# BACnet/IP Present Value schreiben, Priority Array



## HMIman (24 November 2017)

Hallo!

Ich benutze einen WAGO 750-831 BACnet-Controller und programmiere mit CoDeSys 2.3. Ich habe einige BACnet-Objekte in meinem Programm angelegt, Analog Values AVs. Ich möchte den Present Value dieser Objekte mit einem BACnet/IP-Gateway vom 831 lesen bzw. schreiben.
Lesen ist kein Problem, das funktioniert.
Beim Schreiben habe ich zunächst mit dem WAGO BACnet Configurator getestet. Im Prinzip kann ich auch schreiben, allerdings muss man beim Schreiben immer eine Prio angeben (1 = höchste Prio, bis 16). Ich habe dann auf der Steuerung gesehen, dass die Werte zunächst einmal immer erst im Priority Array [1..16] landen, je nachdem mit welcher Prio geschrieben wurde. Der Wert wird allerdings nur dann wirklich in den Present Value übernommen, wenn er der Wert mit der höchsten Prio im Array ist. Und dann gibt es da noch die boolsche Variable CHOICE!?

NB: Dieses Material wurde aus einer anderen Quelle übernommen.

Issue #742, opened 2026-06-17
cdot loader stores 1-based-inclusive cdna columns as 0-based half-open tx coords (exon-junction off-by-one / decline)


nh13:
Split out of #737 (defects B and C of the genomic-axis projection work).

## Summary

`CdotMapper`'s exon loader copies cdot's **1-based-inclusive** cDNA columns straight into the in-memory `CdotTranscript.exons` `tx_start`/`tx_end`, but the rest of the code treats those fields as **0-based half-open**. The two conventions are off by one in opposite ways and *cancel for exon-interior positions*, so the bug is latent — it only surfaces for a variant landing exactly on an **exon-junction CDS base**.

## Evidence

For `NM_012459.2` (TIMM8B, GRCh38, minus strand, 2 exons; cdot cdna columns `[…,1,159]` and `[…,160,822]`):

- `transcript_length()` returns **820** for the real **822**-base transcript (loses 1 cdna position per exon).
- `c.130G>A` (first cdna base of exon 2) → cdot `exon_for_tx_pos` returns `None` (tx_pos 159 falls in the 1-position gap between loaded exon0 `[1,159)` and exon1 `[160,822)`) → projection **declines** with "no g. representation". Expected `NG_012337.1:g.3616C>T`.  *(defect C)*
- `c.129G>T` (last cdna base of exon 1) maps one position too low downstream (`g.4793C>A` vs expected `g.4794C>A`); silent because both chromosome bases are `C`, so ref-base validation passes. *(defect B)*

Exon-interior positions (e.g. `c.5`, `c.127`, `c.128`) are correct — the canceling off-by-ones make `tx_to_genome` produce the right 1-based genomic coordinate for them.

## Root cause

- The loader (`RawCdotTranscript::from_genome_build` in `src/data/cdot.rs`) sets `tx_start = cdna_start`, `tx_end = cdna_end` from cdot's 1-based-inclusive cdna columns.
- `cds_to_tx` returns **0-based** cdna; `exon_for_tx_pos`/`tx_to_genome` treat `[tx_start, tx_end)` as **0-based half-open**. The mismatch means `c.130`'s true cdna 160 maps to 159, which is the 1-position gap at the junction.
- The test fixtures (`sample_transcript`, `minus_strand_transcript`) are written in the *intended* 0-based-half-open convention and pass because they exercise the primitives in isolation, not through the real consumer — so they mask the loader bug.

## Why it's deferred (high blast radius)

[...]

PR #1737, opened 2026-08-12
fix(data): map cdot's CDS bounds out of gap-collapsed transcript space

### LINKED ISSUE #1619: hgvs_to_spdi resolves a c. position through exon gaps while the sequence it indexes is flat

### LINKED ISSUE #1736: cdot's CDS bounds are in gap-collapsed transcript space but are stored as flat offsets
A cdot record states two transcript coordinate spaces and labels neither:

- the exon table's `tx_start`/`tx_end` are **absolute offsets** into the transcript sequence;
- `start_codon`/`stop_codon` are offsets into the **gap-collapsed** transcript, i.e. with bases unaligned to the genome excluded.

`from_genome_build` (`src/data/cdot.rs:607-609`) copies the codon bounds through verbatim, and `src/reference/multi_fasta.rs:2613` stores them in a flat-space `cds_end`. So on a transcript whose exon table has a hole, the published CDS is short by the enclosed gap while the exons around it are not.

## Measured

The provider serves `NM_033517.1` with `cds_end = 5157`. RefSeq annotates `CDS 1..5196` and `/coded_by="NM_033517.1:1..5196"`; `NP_277052.1` is **1731 aa** (5196/3 = 1732 codons = 1731 residues + stop). This repo's own `tests/fixtures/sequences/normalization_transcripts.json` already carries **5196**. Two sources of truth for one accession, differing by exactly its 39-base transcript-coordinate gap, with nothing comparing them.

Direction confirmed over the 58 gapped GRCh38 builds (50 have both a CDS and a sequence on the prepared reference), slicing the real FASTA three ways and classifying each as a valid ORF:

| reading of cdot's `start_codon`/`stop_codon` | valid ORF |
|---|---|
| verbatim as flat offsets (what ferro does) | **0 / 50** |
| indexed into the exon-only sequence | 50 / 50 |
| collapsed → flat via the exon table | **50 / 50** |

The collapsed reading is *also* a valid ORF, but only 1719 codons (1718 aa), so ORF validity alone does not discriminate — RefSeq's flat annotation does.

## Scope

Distinct from #1619. That issue is about `hgvs_to_spdi` resolving a `c.` position by *walking* the exon list while the normalizer indexes the flat transcript. This one is about the CDS bounds arriving in the wrong space at ingestion. `NM_033517.1`'s `cds_start` is 0 and does not move, so the `c.4818dupC` denoted-sequence-oracle row is unaffected by fixing this.

Roughly 56 records are affected (58 gapped minus 2 non-coding), all on `cds_end`.

### LINKED ISSUE #1922: derive_transcript_structure mixes gap-collapsed and flat CDS coordinates
`derive_transcript_structure` is the one consumer of nine that disagrees with the axis #1737 establishes.

#1737 maps cdot's CDS bounds out of gap-collapsed transcript space, so `sibling.cds_start` / `sibling.cds_end` are served flat. `reconstruct_spliced_mrna`, however, concatenates **gap-collapsed** exon slices. The result is that a collapsed-frame offset is subtracted from a flat coordinate — the two are no longer in the same space.

Eight of the nine consumers move together with the change. This one does not.

## Why it does not fire today

Both shipped derived anchors have exon tables that are contiguous from zero, so the collapsed frame and the flat frame coincide and the subtraction is a no-op. The defect is therefore latent against current reference data rather than absent: it needs a derived anchor whose exon table carries a leading offset or an internal hole.

## Reproducing it

Construct a derived anchor with a non-contiguous exon table (leading offset, internal hole, or both) and compare the CDS bounds `derive_transcript_structure` produces against the eight consumers that read the served bounds directly. They should agree and will not.

## Scope

Found while reviewing #1737; not introduced by it in the sense that the mismatch only exists because the axis moved. Filing separately rather than widening that PR, since fixing it means reconciling which frame `reconstruct_spliced_mrna` should work in.

nh13:
Closes #1736.
Closes #1922 (explicit-decline hardening folded in as `bf522fac`).

**Merge-order note (corrected):** this branch is *not* stacked on #1724 — it is rebased directly on `origin/main` (`git merge-base origin/main HEAD` == `e98fa77e`, one commit ahead) and `git merge-tree` is clean against both `main` and #1724's head, so the two are independent textually. The dependency runs the other way round semantically: **#1735 should land first** (it makes a `c.` number a flat transcript offset, which is the space this PR maps cdot's codon bounds into), and **#1724 should land last** (it stops discarding gapped cdot exon tables, so it enlarges the population both of the other two repair). Recommended order: #1735 -> #1737 -> #1724.

A cdot record states two transcript coordinate spaces and labels neither. The exon table's `tx_start`/`tx_end` are absolute offsets into the transcript sequence; `start_codon`/`stop_codon` are offsets into the gap-**collapsed** transcript. `from_genome_build` copied the codon bounds through verbatim, so on a transcript whose exon table has a hole the published CDS was short by the enclosed gap while the exons around it were not.

The provider served `NM_033517.1` with `cds_end = 5157`; RefSeq annotates `CDS 1..5196` (`/coded_by="NM_033517.1:1..5196"`), `NP_277052.1` is 1731 aa (5196/3 = 1732 codons = 1731 residues + stop), and this repo's `normalization_transcripts.json` already carried 5196. Two sources of truth for one accession, differing by exactly its 39-base gap, with nothing comparing them.

## Direction measured, not assumed

Over cdot-0.2.32.refseq.GRCh38's 58 gapped builds (50 have both a CDS and a sequence on the prepared reference), slicing the real transcript FASTA three ways:

| reading of cdot's `start_codon`/`stop_codon` | valid ORF |
|---|---|
| verbatim as flat offsets (what ferro did) | **0 / 50** |
| indexed into the exon-only sequence | 50 / 50 |
| collapsed → flat via the exon table (this fix) | **50 / 50** |

`NM_033517.1` is decisive: raw `[0, 5157)` → mapped `[0, 5196)`, 1732 codons, last codon `TGA`. The collapsed reading is *also* a valid ORF but only 1719 codons, so ORF validity alone does not discriminate — RefSeq's own flat annotation does, and the repo fixture already agreed with it.

Two internal confirmations that flat is the required space: `CdotTranscript::cds_to_tx`/`tx_to_cds` add `cds_start` directly to flat tx positions, and the genomic-CDS *fallback* branch already produces flat coordinates via `genomic_to_tx_pos`. Only the `start_codon`/`stop_codon` branch was in the wrong space.

## Both bounds are mapped

`collapsed_to_flat_tx_pos(exons, collapsed)` walks the exon table accumulating spans and returns the flat offset for a 0-based inclusive collapsed offset.

- `cds_start` = `map(start_codon)`. Shifts whenever a gap precedes the start codon — no build in this cdot does (measured 0/56), but the mapping does not assume it.
- `cds_end` = `map(stop_codon - 1) + 1` — mapped through its **last coding base**, not directly. This is what the naive "add every preceding gap" gets wrong: a CDS flush with an exon boundary would absorb the gap that *follows* it. Pinned by `cdot_cds_end_flush_with_an_exon_boundary_excludes_the_following_gap`, which passes both before and after — it guards against the wrong fix, not against the defect.

Nothing keys on gaps being multiples of 3. Identity on any contiguous exon table, so this is a no-op for 474,760 of 474,818 multi-exon GRCh38 builds; **56 records change, all on `cds_end`**.

## Two cache format versions bumped

`RKYV_FORMAT_VERSION` 3→4 and `CDOT_BINCODE_VERSION` 3→4. Both layouts are unchanged, so neither rkyv's structural validation nor bincode's positional read can see a purely semantic change, and a stale cache would keep serving collapsed bounds. The bincode bump is load-bearing in its own right: a fresh legacy `.bin` is preferred over the JSON and then **promoted to an rkyv archive**, so leaving it at 3 would launder stale values into a current-version cache. Precedent is #742/#972, which bumped both for the same class of change.

Existing prepared references reparse the cdot JSON once and self-heal (~10× slower first load). Neither cache file is listed in `manifest.json`, so the blessed reference identity is not at risk.

## What this does not fix

#1619's other half, where `hgvs_to_spdi` resolves a `c.` position by *walking* the exon list while the normalizer indexes the flat transcript — that is #1735. `NM_033517.1`'s `cds_start` is 0 and does not move, so the `c.4818dupC` denoted-sequence-oracle row is unchanged by this PR.

## Verification

`cargo fmt --all --check`, `cargo clippy --features dev --lib` and `--all-targets` all clean; `cargo t` 10,215 passed, 0 failed. Three tests failed first and are shown to fail on the previous behaviour.

`tests/it/normalization_transcripts_exon_contract.rs` gains `the_gapped_records_cds_bounds_are_flat`, pinning the fixture side — the gap must lie inside the CDS, `cds_end` must land inside an exon, and `cds_end − gap` must reproduce cdot's raw 5157. Sabotage-checked: flipping 5157→5158 fails it.

Representation-Change: 56 of 482,519 GRCh38 cdot builds move — all on cds_end, all widening by their transcript-coordinate gap; 0 cds_start moves. Every contiguous exon table is untouched. This changes what the live provider serves for those 56 accessions (a c. description near or past the CDS end resolves differently), so it is a real migration for a reference-backed consumer. Declared although src/data/ and src/reference/ are not watched directories — the check does not require this trailer for this PR.

## Upstream

cdot serves two coordinate spaces without distinguishing them, which is the condition this PR compensates for. That ambiguity is reported upstream as [SACGF/cdot#123](https://github.com/SACGF/cdot/issues/123) and tracked here by #1759.

The tracking issue matters because the compensation is direction-dependent: `collapsed_to_flat_tx_pos` becomes a *double*-correction if cdot ever changes its data to serve flat bounds, landing `cds_end` at 5235 instead of 5196. That would be invisible on a contiguous exon table, where the mapping is the identity. #1759 records what to re-measure if the upstream answer changes.

## Summary by CodeRabbit

* **Bug Fixes**
  * Corrected CDS and codon coordinate handling for transcripts containing gaps.
  * Prevented invalid or malformed exon data from producing incorrect transcript structures.
  * Added warnings when malformed exon records are discarded.
  * Improved fallback behavior for genomic CDS coordinates.

* **Compatibility**
  * Updated cached transcript data formats to ensure previously stored data is safely invalidated when coordinate semantics change.

* **Tests**
  * Expanded coverage for gapped transcripts, coordinate validation, both strand orientations, and CDS boundary handling.

### DIFF
--- a/src/data/cdot.rs
+++ b/src/data/cdot.rs
@@ -50,15 +50,22 @@ mod rkyv_cache {
     use rustc_hash::FxHashMap;
     use std::collections::HashMap;
 
-    /// Bump whenever the layout below changes so a stale archive is rejected by
-    /// the version check (in addition to rkyv's own structural validation) and
-    /// regenerated rather than mis-read.
+    /// Bump whenever the layout below changes **or its coordinates change
+    /// meaning**, so a stale archive is rejected by the version check (in
+    /// addition to rkyv's own structural validation) and regenerated rather
+    /// than mis-read.
     // v2 (#742): exon coordinates are now stored in the HGVS convention
     // (genome 1-based, tx 0-based half-open); a v1 cache holds the old raw
     // cdot convention and must be regenerated.
     // v3 (#972): `RkyvTx` gained `cds_start_incomplete`; a v2 cache has no such
     // field and would silently rehydrate every transcript as "complete".
-    pub(super) const RKYV_FORMAT_VERSION: u32 = 3;
+    // v4 (#1619): `cds_start`/`cds_end` are now FLAT transcript offsets, mapped
+    // out of cdot's gap-collapsed `start_codon`/`stop_codon` space. The layout
+    // is unchanged, so rkyv's structural validation cannot see the difference —
+    // a v3 cache would rehydrate the 58 gapped GRCh38 builds with a CDS short by
+    // the enclosed gap, which is exactly the defect this bump exists to stop
+    // surviving in a cache.
+    pub(super) const RKYV_FORMAT_VERSION: u32 = 4;
 
     #[derive(Archive, Serialize, Deserialize)]
     pub(super) struct RkyvCigar {
@@ -399,7 +406,14 @@ const CDOT_BINCODE_MAGIC: [u8; 4] = *b"FCDT";
 // v3 (#972): `CdotTranscriptSnapshot` gained `cds_start_incomplete`; a v2
 // cache has no such field and bincode's positional layout would otherwise
 // misread the following bytes.
-const CDOT_BINCODE_VERSION: u32 = 3;
+// v4 (#1619): `cds_start`/`cds_end` are now FLAT transcript offsets, mapped out
+// of cdot's gap-collapsed `start_codon`/`stop_codon` space. The layout is
+// unchanged, so a v3 cache reads back cleanly and would serve the 58 gapped
+// GRCh38 builds a CDS short by the enclosed gap. This bump must move with
+// `RKYV_FORMAT_VERSION`, not after it: a *fresh* v3 bincode cache is loaded in
+// preference to the JSON and then PROMOTED to an rkyv archive, so leaving it at
+// 3 would launder the stale values into a current-version rkyv file.
+const CDOT_BINCODE_VERSION: u32 = 4;
 
 /// Parse the integer version suffix of an accession (`"NM_003002.4"` -> `Some(4)`),
 /// or `None` when there is no trailing numeric `.<n>`. Used to pick the highest
@@ -567,7 +581,23 @@ impl RawCdotTranscript {
             .exons
             .iter()
             .filter_map(|e| {
-                if e.len() >= 5 {
+                if e.len() < 5 {
+                    // Dropping a row is no longer free. Since #1619 the CDS
+                    // bounds are mapped THROUGH this exon table
+                    // (`collapsed_to_flat_tx_pos`), so a silently discarded exon
+                    // shortens `exon_bases_seen` and moves `cds_start`/`cds_end`
+                    // by that exon's span — where previously it only cost the
+                    // table one row. Account for the drop rather than let a
+                    // malformed record shift the CDS in silence.
+                    log::warn!(
+                        "cdot exon row for {} has {} fields (expected at least 5); \
+                         dropping it, which will shift this transcript's CDS bounds",
+                        self.gene_name.as_deref().unwrap_or("<unknown gene>"),
+                        e.len()
+                    );
+                    return None;
+                }
+                {
                     // cdot stores genomic bounds 0-based half-open (`alt_start`
                     // 0-based inclusive, `alt_end` 0-based exclusive) and cDNA
                     // bounds 1-based **inclusive** (`cds_start_i`/`cds_end_i`).
@@ -597,8 +627,6 @@ impl RawCdotTranscript {
                         None
                     };
                     Some((exon, cigar))
-                } else {
-                    None
                 }
             })
             .collect();
@@ -611,8 +639,36 @@ impl RawCdotTranscript {
         // Use transcript-level CDS coordinates (start_codon/stop_codon) if available
         // These are 0-indexed and more reliable than converting from genomic coords
         let (cds_start, cds_end) = if self.start_codon.is_some() || self.stop_codon.is_some() {
-            // Use transcript-level coordinates directly (0-indexed)
-            (self.start_codon, self.stop_codon)
+            // #1619: a cdot record carries TWO transcript coordinate spaces and
+            // labels neither. The exon table's `tx_start`/`tx_end` are absolute
+            // offsets into the transcript *sequence* (so a base unaligned to the
+            // genome still occupies a position), while `start_codon`/`stop_codon`
+            // are offsets into the gap-COLLAPSED transcript — exon bases only.
+            // The two agree for the 474,760 GRCh38 builds whose exon table is
+            // contiguous and disagree for the 58 that are not, where taking the
+            // codon bounds verbatim serves a CDS short by the enclosed gap.
+            //
+            // Measured over those 58 (50 have both a CDS and a sequence on the
+            // prepared reference): reading `start_codon`/`stop_codon` as
+            // collapsed offsets yields a valid ORF 50/50 and reading them as flat
+            // offsets 0/50. `NM_033517.1` is the worked case — cdot says 5157,
+            // RefSeq annotates `CDS 1..5196` and `NP_277052.1` is 1731 aa.
+            //
+            // Everything downstream — `cds_to_tx`, `tx_to_cds`, the exon walk in
+            // `TranscriptMetadata` — indexes the flat sequence, so map into that
+            // space here and let the rest of the crate keep one space. Note the
+            // end is mapped through its LAST CODING BASE rather than directly:
+            // a CDS flush with an exon boundary must not absorb the gap that
+            // follows it, which is what "add every preceding gap" would do.
+            (
+                self.start_codon
+                    .map(|start| collapsed_to_flat_tx_pos(&exons, start)),
+                self.stop_codon.map(|stop| match stop.checked_sub(1) {
+                    Some(last) => collapsed_to_flat_tx_pos(&exons, last).saturating_add(1),
+                    // An empty CDS carries no last coding base to map.
+                    None => 0,
+                }),
+            )
         } else {
             // Fall back to converting genomic CDS coordinates to transcript coordinates
             match (build.cds_start, build.cds_end) {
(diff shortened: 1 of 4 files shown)


nh13:
@coderabbitai pause

nh13:
## Ordering correction: this depends on #1735, not just #1724

This PR's description says only *"Stacked on #1724 — merge that first"*, and its base branch is #1724's head. That is incomplete.

This PR makes cdot's `cds_start`/`cds_end` **flat** transcript offsets (`collapsed_to_flat_tx_pos`, plus the two cache-format bumps). But the consumer that reads them — `CoordinateMapper::cds_to_tx`/`tx_to_cds` — is still the **exon-walking** version on `main` (`src/convert/mapper.rs:93`, `cds_to_tx_exon_aware`, which branches on `has_gaps` and skips the gap while walking). It is **#1735** that deletes that walk and makes both conversions flat.

The two PRs are the two halves of #1619 and both cite it. Landing this one without #1735 feeds a flat CDS bound into a gap-skipping walk on the 58 gapped GRCh38 builds.

**Whether that is merely still-wrong or newly-worse than `main` was not determined** — establishing it would need the suite run against `main + #1724 + #1737` with #1735 absent. Reasoning through `mapper.rs:116-147`, the 3'UTR path plausibly improves and the `tx_to_cds` UTR/CDS classification boundary plausibly degrades, but neither is asserted here.

The safe ordering costs nothing: **land #1735 before this**, and retarget this PR onto `main` rather than keeping it stacked on #1724. Its real delta is 1 commit / 3 files.

nh13:
**This must not merge as-is once `CDOT_DATA_VERSION` moves to `data_v0.2.34` — `collapsed_to_flat_tx_pos` double-corrects there.** Raised from #1887, which is the bump; posting here because this PR is open and `MERGEABLE` today and the two changes are order-dependent.

This PR's own `## Upstream` section names the failure mode: the compensation "becomes a *double*-correction if cdot ever changes its data to serve flat bounds, landing `cds_end` at 5235 instead of 5196". That has now happened — `data_v0.2.34` ships the fix for the second half of SACGF/cdot#123.

### Measured on the real record, both releases

Streamed `NM_033517.1` out of each release's `refseq.GRCh38` JSON:

| release | `start_codon` | `stop_codon` | exon table | cdna hole |
|---|---|---|---|---|
| `cdot-0.2.32.refseq.GRCh38.json` | 0 | **5157** | 22 exons, cdna 1–7096, 7057 covered | (1302, 1342) |
| `cdot-0.2.34.refseq.GRCh38.json.gz` | 0 | **5196** | 22 exons, cdna 1–7096, 7057 covered | (1302, 1342) |

Identical exon table, identical 39-base hole; `stop_codon` moves by exactly the gap, onto RefSeq's own `CDS 1..5196`. So under 0.2.34 the verbatim copy this PR replaces is already correct, and `map(stop_codon - 1) + 1` walks collapsed 5195 past the hole to flat 5234, yielding `cds_end = 5235` — the number this PR predicted.

### Measured on this PR's own fixture

Ran this branch's `src/data/cdot.rs` with one extra probe alongside the existing gapped tests, using its own `load_gapped` helper (two exons, 40-base transcript-coordinate hole):

```
PROBE1887 collapsed_input(10,180) -> cds_start=Some(10) cds_end=Some(220)
PROBE1887 wholetx_input(10,220)   -> cds_start=Some(10) cds_end=Some(260)
```

`load_gapped(10, 220)` is what a 0.2.34 record for that geometry states. The correct `cds_end` is `220`; the branch produces `260`, the 40-base gap applied a second time. In the same run all four existing tests passed — including `cdot_cds_bounds_are_unchanged_on_a_gapless_exon_table`, which is identity on both arms — so nothing in the current test set witnesses this.

### What this means for merge order

`collapsed_to_flat_tx_pos` is applied unconditionally in the `start_codon`/`stop_codon` branch of `from_genome_build`; there is no check for which coordinate space the record is in. Exactly one of {this PR, the 0.2.34 bump} can be correct at a time, and merging this without a guard turns the bump into a silent regression on the 58 gapped GRCh38 builds rather than a fix.

Two constraints a guard has to meet, neither of which is satisfiable today without new plumbing:

- **The record cannot discriminate itself.** For `NM_033517.1` both 5157 and 5196 sit below the exon-covered length (7057), so neither value is out of range for the collapsed reading. Shape detection alone does not answer which space the record is in.
- **The release is recorded in the manifest, not in the loader.** `cdot_data_versions` (#1001) is per-artifact on `ReferenceManifest` and is read only by `ferro check` (`src/bin/ferro.rs:3839`); nothing under `src/data/` or in provider construction sees it. A version-aware guard needs that value threaded through — and needs an answer for *absent*, because the prepared reference in use locally predates the field and records no version at all.

Nothing was pushed to this branch and no change is proposed here; flagging so the ordering is a decision rather than an accident.

nh13:
Converted to draft to keep it out of the merge queue, per maintainer decision — not a judgement on the change itself, which is correct against cdot `data_v0.2.32`.

The reason is the measured double-correction under `data_v0.2.34` recorded above: `collapsed_to_flat_tx_pos` maps outward unconditionally, so on a record whose codon fields are already whole-transcript it applies the gap twice (`260` where `220` is correct, on this PR's own gapped fixture via its own `load_gapped` helper). All four of this PR's tests pass in that same run, so its suite cannot witness it.

What would take it out of draft: a version- or shape-aware guard so the mapping is applied only to a gap-collapsed record. Note two constraints found while measuring — the record **cannot discriminate itself** (both readings sit below the transcript's exon-covered length, so neither is out of range), and `cdot_data_versions` is manifest-only, read solely by `ferro check` and invisible to `src/data/`, so there is no local version to key on. #1887 carries the feasibility analysis for the bump itself.

nh13:
@coderabbitai review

Kann ich auch direkt den Present Value beschreiben, oder muss ich immer das Priority Array benutzen?
Wie kann ich das Prio Array verwalten, also z. Bsp. einen Wert herausnehmen (NULLen)?
Wie ist das grundsätzlich gedacht mit dem Schreiben des Present Value in BACnet?

Vielen Dank!
HMIman


----------



## HMIman (2 Januar 2018)

Hallo!

Hat hier wirklich keiner eine Antwort? Ihr schreibt doch alle ständig was in BACnet - oder. Das kann doch für einen Spezialisten kein Problem sein!?

HMIman


----------



## GLT (2 Januar 2018)

Der PresentValue ist eine *resultierende Objekteigenschaft* (vom Objekt gebildet) - willst du ein kommandierbares Objekt beschreiben, wird das über die Priorität eingereiht u. je nachdem, ob die Priorität aktiv/passiv ist, übergeben.

Das hat den Vorteil, dass Personensicherheit, Maschinensicherheit, reguläre Zustände priorisiert verarbeitet werden - auch ein out-of-service reiht sich hier ein.
Zudem erhält man über das Objekt die Information, WARUM der Prozesswert nun entsprechend ausgegeben wird.

IdR werden Prioritäten ohne gültigen Eintrag (<Null>) nicht verarbeitet - persönlich finde ich es besser, wenn da Werte vorab hinterlegt sind u. der Eintrag nur nicht aktiviert ist.


----------



## HMIman (4 Januar 2018)

Hallo GLT,

vielen Dank für die qualifizierte Antwort! Das hilft auf jeden Fall schon mal weiter.

Was meinst Du mit "Zudem erhält man über das Objekt die Information, WARUM der Prozesswert nun entsprechend ausgegeben wird."?
Wo und wie finde ich denn diese Info?

Außerdem dachte ich, dass Einträge mit <Null> nie verarbeitet werden!? Ich dachte immer, dass das die Möglichkeit ist einen Eintrag inaktiv zu machen!?
Welche Möglichkeit gibt es denn einen Eintrag, der einem Wert hat, inaktiv zu machen?

Vielen Dank!
HMIman


----------



## cas (26 Februar 2018)

BACNet ist einfach toll !

VG CAS


kotz....


----------